▸ Task inputs
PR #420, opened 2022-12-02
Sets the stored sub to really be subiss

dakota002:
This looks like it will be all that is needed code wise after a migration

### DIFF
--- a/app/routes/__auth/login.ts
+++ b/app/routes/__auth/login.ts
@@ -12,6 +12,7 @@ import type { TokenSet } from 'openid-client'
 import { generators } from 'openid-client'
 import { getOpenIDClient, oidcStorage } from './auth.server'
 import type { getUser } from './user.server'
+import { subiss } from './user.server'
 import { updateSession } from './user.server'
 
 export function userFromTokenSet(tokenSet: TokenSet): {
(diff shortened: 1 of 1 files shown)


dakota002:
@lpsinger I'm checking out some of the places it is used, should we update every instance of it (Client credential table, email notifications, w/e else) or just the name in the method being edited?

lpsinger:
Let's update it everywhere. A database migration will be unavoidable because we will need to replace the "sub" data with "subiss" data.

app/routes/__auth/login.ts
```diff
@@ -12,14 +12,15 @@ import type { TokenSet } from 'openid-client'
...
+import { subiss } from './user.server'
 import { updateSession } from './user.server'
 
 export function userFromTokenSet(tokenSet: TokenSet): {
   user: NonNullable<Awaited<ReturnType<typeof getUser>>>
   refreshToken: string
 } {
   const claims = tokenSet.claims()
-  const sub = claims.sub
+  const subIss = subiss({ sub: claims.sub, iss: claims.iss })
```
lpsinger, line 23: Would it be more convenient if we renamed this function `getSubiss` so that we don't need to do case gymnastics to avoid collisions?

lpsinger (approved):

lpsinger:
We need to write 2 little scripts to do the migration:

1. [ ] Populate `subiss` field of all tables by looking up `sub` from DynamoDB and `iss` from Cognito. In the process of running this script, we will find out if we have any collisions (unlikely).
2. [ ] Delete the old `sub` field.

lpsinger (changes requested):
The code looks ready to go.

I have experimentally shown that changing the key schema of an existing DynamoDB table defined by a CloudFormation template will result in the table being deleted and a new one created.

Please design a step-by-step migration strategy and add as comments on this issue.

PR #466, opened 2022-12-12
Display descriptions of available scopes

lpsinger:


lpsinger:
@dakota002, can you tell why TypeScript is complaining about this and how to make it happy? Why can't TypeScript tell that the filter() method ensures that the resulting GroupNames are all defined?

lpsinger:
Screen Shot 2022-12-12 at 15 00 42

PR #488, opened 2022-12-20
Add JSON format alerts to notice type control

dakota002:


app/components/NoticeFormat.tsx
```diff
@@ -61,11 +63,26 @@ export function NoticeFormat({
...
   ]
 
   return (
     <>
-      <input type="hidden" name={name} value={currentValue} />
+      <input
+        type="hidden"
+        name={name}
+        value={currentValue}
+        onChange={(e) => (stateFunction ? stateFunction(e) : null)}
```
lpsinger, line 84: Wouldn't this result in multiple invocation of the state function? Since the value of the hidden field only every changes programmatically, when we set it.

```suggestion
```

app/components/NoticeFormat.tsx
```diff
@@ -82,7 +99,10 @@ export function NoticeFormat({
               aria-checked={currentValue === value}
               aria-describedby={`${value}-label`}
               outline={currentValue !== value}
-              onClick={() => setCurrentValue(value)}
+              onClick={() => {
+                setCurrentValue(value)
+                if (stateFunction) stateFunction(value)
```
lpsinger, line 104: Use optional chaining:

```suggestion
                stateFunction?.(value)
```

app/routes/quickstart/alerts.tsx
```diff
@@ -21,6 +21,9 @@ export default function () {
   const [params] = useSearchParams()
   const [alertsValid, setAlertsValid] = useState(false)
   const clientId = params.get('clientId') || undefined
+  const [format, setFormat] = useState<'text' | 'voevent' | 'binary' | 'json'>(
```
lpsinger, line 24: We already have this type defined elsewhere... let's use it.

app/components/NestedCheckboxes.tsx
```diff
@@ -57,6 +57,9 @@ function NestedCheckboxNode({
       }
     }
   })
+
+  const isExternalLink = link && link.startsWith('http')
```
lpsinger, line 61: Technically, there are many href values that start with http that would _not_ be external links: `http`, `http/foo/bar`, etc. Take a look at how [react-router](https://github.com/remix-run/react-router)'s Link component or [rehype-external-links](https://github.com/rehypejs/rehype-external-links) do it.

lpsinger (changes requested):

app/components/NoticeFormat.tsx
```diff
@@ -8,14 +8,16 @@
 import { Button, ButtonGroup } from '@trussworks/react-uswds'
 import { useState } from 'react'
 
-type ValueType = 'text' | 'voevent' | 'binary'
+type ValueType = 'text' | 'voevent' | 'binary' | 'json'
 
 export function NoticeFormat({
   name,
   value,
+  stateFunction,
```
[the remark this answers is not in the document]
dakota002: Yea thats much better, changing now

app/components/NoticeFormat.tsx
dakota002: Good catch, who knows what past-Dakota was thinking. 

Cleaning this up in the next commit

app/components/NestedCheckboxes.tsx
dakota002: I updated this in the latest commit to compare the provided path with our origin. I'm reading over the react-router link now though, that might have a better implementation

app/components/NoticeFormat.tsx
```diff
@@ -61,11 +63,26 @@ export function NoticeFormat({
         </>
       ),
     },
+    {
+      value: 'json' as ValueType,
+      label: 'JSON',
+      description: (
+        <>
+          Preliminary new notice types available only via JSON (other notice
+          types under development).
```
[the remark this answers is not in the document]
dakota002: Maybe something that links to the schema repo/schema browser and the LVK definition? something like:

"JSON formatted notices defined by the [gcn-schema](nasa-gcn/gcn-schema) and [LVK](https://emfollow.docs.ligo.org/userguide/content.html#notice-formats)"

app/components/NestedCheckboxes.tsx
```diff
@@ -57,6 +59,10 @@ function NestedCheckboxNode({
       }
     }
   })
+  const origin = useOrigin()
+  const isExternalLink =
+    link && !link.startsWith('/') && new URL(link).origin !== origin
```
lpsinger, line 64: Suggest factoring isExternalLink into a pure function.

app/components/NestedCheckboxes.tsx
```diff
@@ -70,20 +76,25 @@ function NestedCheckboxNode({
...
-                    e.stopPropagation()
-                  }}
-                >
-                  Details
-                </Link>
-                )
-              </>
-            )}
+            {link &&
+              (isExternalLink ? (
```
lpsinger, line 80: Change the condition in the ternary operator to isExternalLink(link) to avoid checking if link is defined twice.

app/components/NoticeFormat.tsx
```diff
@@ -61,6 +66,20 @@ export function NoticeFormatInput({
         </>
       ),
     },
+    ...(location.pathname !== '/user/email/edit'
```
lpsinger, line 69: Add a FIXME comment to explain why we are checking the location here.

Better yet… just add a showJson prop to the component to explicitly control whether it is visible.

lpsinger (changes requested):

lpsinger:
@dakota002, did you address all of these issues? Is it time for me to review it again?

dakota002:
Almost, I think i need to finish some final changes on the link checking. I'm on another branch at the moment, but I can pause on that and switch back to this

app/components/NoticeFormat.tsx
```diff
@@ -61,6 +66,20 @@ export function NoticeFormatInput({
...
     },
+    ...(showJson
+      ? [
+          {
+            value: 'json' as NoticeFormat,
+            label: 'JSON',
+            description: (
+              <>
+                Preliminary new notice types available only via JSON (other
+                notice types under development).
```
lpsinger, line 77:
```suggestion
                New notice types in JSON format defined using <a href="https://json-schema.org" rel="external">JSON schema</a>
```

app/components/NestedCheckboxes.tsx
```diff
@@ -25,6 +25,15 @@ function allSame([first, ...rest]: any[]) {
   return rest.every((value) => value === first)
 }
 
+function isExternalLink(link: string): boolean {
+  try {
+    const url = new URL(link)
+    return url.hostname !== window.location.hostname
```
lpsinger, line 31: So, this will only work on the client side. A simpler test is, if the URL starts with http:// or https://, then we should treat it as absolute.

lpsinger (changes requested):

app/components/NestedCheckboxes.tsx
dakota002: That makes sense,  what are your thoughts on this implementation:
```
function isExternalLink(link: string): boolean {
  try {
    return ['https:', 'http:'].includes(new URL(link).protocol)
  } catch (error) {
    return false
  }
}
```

▸ Task
The records above should be copied out again in full, exactly as they appear.

▸ Result below
PR #420, opened 2022-12-02
Sets the stored sub to really be subiss

dakota002:
This looks like it will be all that is needed code wise after a migration

### DIFF
--- a/app/routes/__auth/login.ts
+++ b/app/routes/__auth/login.ts
@@ -12,6 +12,7 @@ import type { TokenSet } from 'openid-client'
 import { generators } from 'openid-client'
 import { getOpenIDClient, oidcStorage } from './auth.server'
 import type { getUser } from './user.server'
+import { subiss } from './user.server'
 import { updateSession } from './user.server'
 
 export function userFromTokenSet(tokenSet: TokenSet): {
(diff shortened: 1 of 1 files shown)


dakota002:
@lpsinger I'm checking out some of the places it is used, should we update every instance of it (Client credential table, email notifications, w/e else) or just the name in the method being edited?

lpsinger:
Let's update it everywhere. A database migration will be unavoidable because we will need to replace the "sub" data with "subiss" data.

app/routes/__auth/login.ts
```diff
@@ -12,14 +12,15 @@ import type { TokenSet } from 'openid-client'
...
+import { subiss } from './user.server'
 import { updateSession } from './user.server'
 
 export function userFromTokenSet(tokenSet: TokenSet): {
   user: NonNullable<Awaited<ReturnType<typeof getUser>>>
   refreshToken: string
 } {
   const claims = tokenSet.claims()
-  const sub = claims.sub
+  const subIss = subiss({ sub: claims.sub, iss: claims.iss })
```
lpsinger, line 23: Would it be more convenient if we renamed this function `getSubiss` so that we don't need to do case gymnastics to avoid collisions?

lpsinger (approved):

lpsinger:
We need to write 2 little scripts to do the migration:

1. [ ] Populate `subiss` field of all tables by looking up `sub` from DynamoDB and `iss` from Cognito. In the process of running this script, we will find out if we have any collisions (unlikely).
2. [ ] Delete the old `sub` field.

lpsinger (changes requested):
The code looks ready to go.

I have experimentally shown that changing the key schema of an existing DynamoDB table defined by a CloudFormation template will result in the table being deleted and a new one created.

Please design a step-by-step migration strategy and add as comments on this issue.

PR #466, opened 2022-12-12
Display descriptions of available scopes

lpsinger:


lpsinger:
@dakota002, can you tell why TypeScript is complaining about this and how to make it happy? Why can't TypeScript tell that the filter() method ensures that the resulting GroupNames are all defined?

lpsinger:
Screen Shot 2022-12-12 at 15 00 42

PR #488, opened 2022-12-20
Add JSON format alerts to notice type control

dakota002:


app/components/NoticeFormat.tsx
```diff
@@ -61,11 +63,26 @@ export function NoticeFormat({
...
   ]
 
   return (
     <>
-      <input type="hidden" name={name} value={currentValue} />
+      <input
+        type="hidden"
+        name={name}
+        value={currentValue}
+        onChange={(e) => (stateFunction ? stateFunction(e) : null)}
```
lpsinger, line 84: Wouldn't this result in multiple invocation of the state function? Since the value of the hidden field only every changes programmatically, when we set it.

```suggestion
```

app/components/NoticeFormat.tsx
```diff
@@ -82,7 +99,10 @@ export function NoticeFormat({
               aria-checked={currentValue === value}
               aria-describedby={`${value}-label`}
               outline={currentValue !== value}
-              onClick={() => setCurrentValue(value)}
+              onClick={() => {
+                setCurrentValue(value)
+                if (stateFunction) stateFunction(value)
```
lpsinger, line 104: Use optional chaining:

```suggestion
                stateFunction?.(value)
```

app/routes/quickstart/alerts.tsx
```diff
@@ -21,6 +21,9 @@ export default function () {
   const [params] = useSearchParams()
   const [alertsValid, setAlertsValid] = useState(false)
   const clientId = params.get('clientId') || undefined
+  const [format, setFormat] = useState<'text' | 'voevent' | 'binary' | 'json'>(
```
lpsinger, line 24: We already have this type defined elsewhere... let's use it.

app/components/NestedCheckboxes.tsx
```diff
@@ -57,6 +57,9 @@ function NestedCheckboxNode({
       }
     }
   })
+
+  const isExternalLink = link && link.startsWith('http')
```
lpsinger, line 61: Technically, there are many href values that start with http that would _not_ be external links: `http`, `http/foo/bar`, etc. Take a look at how [react-router](https://github.com/remix-run/react-router)'s Link component or [rehype-external-links](https://github.com/rehypejs/rehype-external-links) do it.

lpsinger (changes requested):

app/components/NoticeFormat.tsx
```diff
@@ -8,14 +8,16 @@
 import { Button, ButtonGroup } from '@trussworks/react-uswds'
 import { useState } from 'react'
 
-type ValueType = 'text' | 'voevent' | 'binary'
+type ValueType = 'text' | 'voevent' | 'binary' | 'json'
 
 export function NoticeFormat({
   name,
   value,
+  stateFunction,
```
[the remark this answers is not in the document]
dakota002: Yea thats much better, changing now

app/components/NoticeFormat.tsx
dakota002: Good catch, who knows what past-Dakota was thinking. 

Cleaning this up in the next commit

app/components/NestedCheckboxes.tsx
dakota002: I updated this in the latest commit to compare the provided path with our origin. I'm reading over the react-router link now though, that might have a better implementation

app/components/NoticeFormat.tsx
```diff
@@ -61,11 +63,26 @@ export function NoticeFormat({
         </>
       ),
     },
+    {
+      value: 'json' as ValueType,
+      label: 'JSON',
+      description: (
+        <>
+          Preliminary new notice types available only via JSON (other notice
+          types under development).
```
[the remark this answers is not in the document]
dakota002: Maybe something that links to the schema repo/schema browser and the LVK definition? something like:

"JSON formatted notices defined by the [gcn-schema](nasa-gcn/gcn-schema) and [LVK](https://emfollow.docs.ligo.org/userguide/content.html#notice-formats)"

app/components/NestedCheckboxes.tsx
```diff
@@ -57,6 +59,10 @@ function NestedCheckboxNode({
       }
     }
   })
+  const origin = useOrigin()
+  const isExternalLink =
+    link && !link.startsWith('/') && new URL(link).origin !== origin
```
lpsinger, line 64: Suggest factoring isExternalLink into a pure function.

app/components/NestedCheckboxes.tsx
```diff
@@ -70,20 +76,25 @@ function NestedCheckboxNode({
...
-                    e.stopPropagation()
-                  }}
-                >
-                  Details
-                </Link>
-                )
-              </>
-            )}
+            {link &&
+              (isExternalLink ? (
```
lpsinger, line 80: Change the condition in the ternary operator to isExternalLink(link) to avoid checking if link is defined twice.

app/components/NoticeFormat.tsx
```diff
@@ -61,6 +66,20 @@ export function NoticeFormatInput({
         </>
       ),
     },
+    ...(location.pathname !== '/user/email/edit'
```
lpsinger, line 69: Add a FIXME comment to explain why we are checking the location here.

Better yet… just add a showJson prop to the component to explicitly control whether it is visible.

lpsinger (changes requested):

lpsinger:
@dakota002, did you address all of these issues? Is it time for me to review it again?

dakota002:
Almost, I think i need to finish some final changes on the link checking. I'm on another branch at the moment, but I can pause on that and switch back to this

app/components/NoticeFormat.tsx
```diff
@@ -61,6 +66,20 @@ export function NoticeFormatInput({
...
     },
+    ...(showJson
+      ? [
+          {
+            value: 'json' as NoticeFormat,
+            label: 'JSON',
+            description: (
+              <>
+                Preliminary new notice types available only via JSON (other
+                notice types under development).
```
lpsinger, line 77:
```suggestion
                New notice types in JSON format defined using <a href="https://json-schema.org" rel="external">JSON schema</a>
```

app/components/NestedCheckboxes.tsx
```diff
@@ -25,6 +25,15 @@ function allSame([first, ...rest]: any[]) {
   return rest.every((value) => value === first)
 }
 
+function isExternalLink(link: string): boolean {
+  try {
+    const url = new URL(link)
+    return url.hostname !== window.location.hostname
```
lpsinger, line 31: So, this will only work on the client side. A simpler test is, if the URL starts with http:// or https://, then we should treat it as absolute.

lpsinger (changes requested):

app/components/NestedCheckboxes.tsx
dakota002: That makes sense,  what are your thoughts on this implementation:
```
function isExternalLink(link: string): boolean {
  try {
    return ['https:', 'http:'].includes(new URL(link).protocol)
  } catch (error) {
    return false
  }
}
```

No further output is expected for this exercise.